Palabras clave: Aguas subterráneas, vertidos, simulación, optimización, filtro de Kalman de conjuntos, incertidumbre, errores de medición

Forensic hydrogeology aims to generate information that can be used in a court of law, such as identifying where and when a discharge has been introduced into an aquifer. This is a problem that has received the scientific community’s attention since 1981 but has been solved under unrealistic conditions with assumptions that are difficult to justify. Only recently have techniques based on Kalman filters been developed that give a more realistic solution, but they are still far from being usable in court.

Keywords: Groundwater, discharges, simulation, optimization, ensemble Kalman filter, uncertainty, measurement errors

J. Jaime Gómez-Hernández

Catedrático de Ingeniería Hidráulica de la ETS de Ingeniería de Caminos, Canales y Puertos de la Universitat Politècnica de València y responsable del Grupo de Hidrogeología del Instituto de Ingeniería del Agua y Medio Ambiente.

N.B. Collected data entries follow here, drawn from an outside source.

PR #630, opened 2026-01-30
Add xattr-based attribute support to LocalFileSystem

### LINKED ISSUE #331: Allow attributes in local filesystem (or impove the error msg)
I was writing a multipart upload and it seemed to work fine, but I got an odd error of an operation isn't implemented. I had to clone the repo and search through the trait impls to find out that `object-store` doesn't allow attributes on local files.

I'd like to see support for attributes in the local file system, or if not can the message be more descriptive? Something like in further information that "lfs does not support attributes"

In `src/local.rs` for `put_multipart_opts`

Thanks!

Barre:
Closes #331

Store object attributes as extended attributes on the local filesystem, enabling put_opts and put_multipart_opts to persist attributes. Attributes are set on the staging file before atomic rename to preserve consistency.

- Add xattr dependency (gated by fs feature)
- Map standard attributes to user.* xattr namespace
- Read attributes back in get_opts

# Rationale for this change
 
The LocalFileSystem currently does not support attributes.

The LocalFileSystem now supports attributes.

The LocalFileSystem now supports attributes.

### DIFF
--- a/Cargo.toml
+++ b/Cargo.toml
@@ -25,7 +25,13 @@ description = "A generic object store interface for uniformly interacting with A
 keywords = ["object", "storage", "cloud"]
 repository = "https://github.com/apache/arrow-rs-object-store"
 rust-version = "1.85"
-include = ["src/**/*.rs", "README.md", "LICENSE.txt", "NOTICE.txt", "Cargo.toml"]
+include = [
+    "src/**/*.rs",
+    "README.md",
+    "LICENSE.txt",
+    "NOTICE.txt",
+    "Cargo.toml",
+]
 
 [package.metadata.docs.rs]
 all-features = true
@@ -46,10 +52,14 @@ url = "2.2"
 walkdir = { version = "2", optional = true }
 
 # Cloud storage support
-base64 = { version = "0.22", default-features = false, features = ["std"], optional = true }
+base64 = { version = "0.22", default-features = false, features = [
+    "std",
+], optional = true }
 form_urlencoded = { version = "1.2", optional = true }
 http-body-util = { version = "0.1.2", optional = true }
-httparse = { version = "1.8.0", default-features = false, features = ["std"], optional = true }
+httparse = { version = "1.8.0", default-features = false, features = [
+    "std",
+], optional = true }
 hyper = { version = "1.2", default-features = false, optional = true }
 md-5 = { version = "0.11.0", default-features = false, optional = true }
 quick-xml = { version = "0.39.0", features = ["serialize", "overlapped-lists"], optional = true }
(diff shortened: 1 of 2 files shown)


crepererum:
I think this needs fixes / code adjustments for WASM & Windows.

Barre:
> I think this needs fixes / code adjustments for WASM & Windows.

My most recent changes should do the trick.

src/local.rs
```diff
@@ -882,9 +982,15 @@ impl MultipartUpload for LocalUpload {
...
         let src = self.src.take().ok_or(Error::Aborted)?;
         let s = Arc::clone(&self.state);
+        let attributes = std::mem::take(&mut self.attributes);
         maybe_spawn_blocking(move || {
             // Ensure no inflight writes
             let file = s.file.lock();
+
+            if !attributes.is_empty() {
+                set_xattrs(&src, &attributes)?;
+            }
```
crepererum: As far as I can see, you already handle the `is_empty` case within `set_xattrs` so this check is redundant. I think having the check only in one place (= `set_xattr`) makes the code easier to maintain and reason about.

src/local.rs
```diff
@@ -31,12 +29,14 @@ use std::{collections::VecDeque, path::PathBuf};
...
 use chrono::{DateTime, Utc};
-use futures_util::{FutureExt, TryStreamExt};
-use futures_util::{StreamExt, stream::BoxStream};
+use futures::{FutureExt, TryStreamExt};
+use futures::{StreamExt, stream::BoxStream};
 use parking_lot::Mutex;
 use url::Url;
 use walkdir::{DirEntry, WalkDir};
 
+#[cfg(feature = "xattr")]
```
crepererum: I think this one is wrong: the `#[cfg(not(feature = "xattr"))]` code uses this import.

src/local.rs
```diff
@@ -16,13 +16,11 @@
 // under the License.
 
 //! An object store implementation for a local filesystem
+#[cfg(feature = "xattr")]
+use std::borrow::Cow;
```
crepererum: Could you inline this import into `set_xattrs`? That's somewhat of a personal choice, but I find feature-guarded code always easier to reason about if it doesn't spill all over the place.

Cargo.toml
```diff
@@ -51,45 +51,42 @@ form_urlencoded = { version = "1.2", optional = true }
...
 [target.'cfg(target_family="unix")'.dev-dependencies]
-nix = { version = "0.31.1", features = ["fs"] }
+nix = { version = "0.30.0", features = ["fs"] }
 
 [target.'cfg(all(target_arch = "wasm32", target_os = "unknown"))'.dependencies]
 web-time = { version = "1.1.0" }
 wasm-bindgen-futures = "0.4.18"
-futures-channel = {version = "0.3", features = ["sink"]}
 
 [features]
```
crepererum, line 89: Isn't this missing the `xattr` feature?

Barre: Ah, I thought you didn't want it by default.

crepererum: Yes, but you still need to define the feature. An optional dependency doesn't automatically define a feature, no?

Barre:
```
$ cargo metadata --format-version 1 --no-deps | jq '.packages[0].features'

[...]
  "xattr": [
    "dep:xattr"
  ]
```

crepererum: Weird, but since it passes the test this is obviously working 🤷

Doctor ingeniero de caminos, canales y puertos.

Estás en tu casa en el campo, en la que tienes un pozo de abastecimiento para cubrir las necesidades domésticas y quizá regar un pequeño huerto para autoconsumo, y notas un olor impropio en el agua del pozo que no habías notado nunca antes. Llevas una muestra a analizar a un laboratorio homologado y te informan que en el agua del pozo se han encontrado concentraciones muy por encima de los máximos admisibles de tetracloroetileno (TCE). Las concentraciones no disminuyen con el tiempo y te ves obligado a clausurar el pozo y buscar una nueva localización para construir otro que te proporcione el mismo servicio que el abandonado y que no esté afectado por la contaminación por TCE. A la par, las preguntas que surgen son: ¿quién ha sido?, ¿a quién puedo reclamar los daños causados por la contaminación del pozo? Ahí es donde entra en juego la hidrogeología forense, cuya definición más formal sería la rama de la hidrogeología que puede proporcionar información que podría usarse en un juzgado.

La hidrogeología forense

Las referencias a la hidrogeología forense son escasas; una búsqueda de literatura solo da dos coincidencias exactas en el título: una corresponde a un estudio realizado en el río Colorado con el objeto de identificar la fuente de contaminación por petróleo de un tramo de unos 200 metros de río junto al campo petrolífero del condado de Wharton, EE. UU. (Smyth, Dutton y Gutierrez, 2002), y otra a un artículo publicado en la Enciclopedia del Agua de Leonhart y Hargis (2005). No hay referencias a la hidrogeología forense en España o en español. Ampliando la búsqueda a la hidrología forense o a la geología forense, se encuentran algunas referencias más, aunque no demasiadas.

Con el aumento de la concienciación ambiental y la proliferación de legislación orientada a la protección del medio ambiente, la necesidad de una rama forense en las ciencias de la tierra, y concretamente en hidrogeología, parece necesaria. Cada vez son más las veces en las que los hidrogeólogos son llamados como peritos para dar su opinión experta en juicios donde se requiere evaluar afecciones inducidas por perforaciones ilegales, dirimir sobre la existencia de riesgos para las aguas subterráneas derivados de actuaciones en el entorno de un acuífero o identificar dónde y cuándo un contaminante ha sido introducido en el subsuelo.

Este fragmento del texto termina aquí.